----- SUPPLIED MATERIAL -----
PR #1746, opened 2026-05-14
feat(MessageComposer): control command sendability

MartinCupela:
## Goal

Closes REACT-971

Add API that allows to verify, whether the message composer in command mode has state ready to be composed and sent to the server.

This are the rules:

- **ban** - requires mention and additional text in order the `MessageComposer.isCommandSendable` returns `true`
- **unban** - requires mention in order the `MessageComposer.isCommandSendable` returns `true`
- **mute** - requires mention in order the `MessageComposer.isCommandSendable` returns `true`
- **unmute** - requires mention in order the `MessageComposer.isCommandSendable` returns `true`

It is possible to provide custom command sendability validation function(s) in case the integrators have custom commands and want to apply custom validation rules.

**Mentioned users state kept up-to-date on text change**
Make sure that the mentioned users array in text composer state is not stale. Until now, this was verified only at the composition time. Now we prune stale user mentions on every text change middleware execution.

### DIFF
--- a/src/messageComposer/configuration/commands.configuration.ts
+++ b/src/messageComposer/configuration/commands.configuration.ts
@@ -6,7 +6,7 @@ import type {
 import type { DeepPartial } from '../../types.utility';
 import { stripMentionTokens } from '../middleware';
 
-const MENTION_ONLY_COMMANDS = new Set(['mute', 'unmute', 'unban']);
-----
= PROBLEM DESCRIPTION =
Using the entries above, quote each line verbatim from the first through the line that contains "on text change**".

= RESULT OF THE TASK =
PR #1746, opened 2026-05-14
feat(MessageComposer): control command sendability

MartinCupela:
## Goal

Closes REACT-971

Add API that allows to verify, whether the message composer in command mode has state ready to be composed and sent to the server.

This are the rules:

- **ban** - requires mention and additional text in order the `MessageComposer.isCommandSendable` returns `true`
- **unban** - requires mention in order the `MessageComposer.isCommandSendable` returns `true`
- **mute** - requires mention in order the `MessageComposer.isCommandSendable` returns `true`
- **unmute** - requires mention in order the `MessageComposer.isCommandSendable` returns `true`

It is possible to provide custom command sendability validation function(s) in case the integrators have custom commands and want to apply custom validation rules.

**Mentioned users state kept up-to-date on text change**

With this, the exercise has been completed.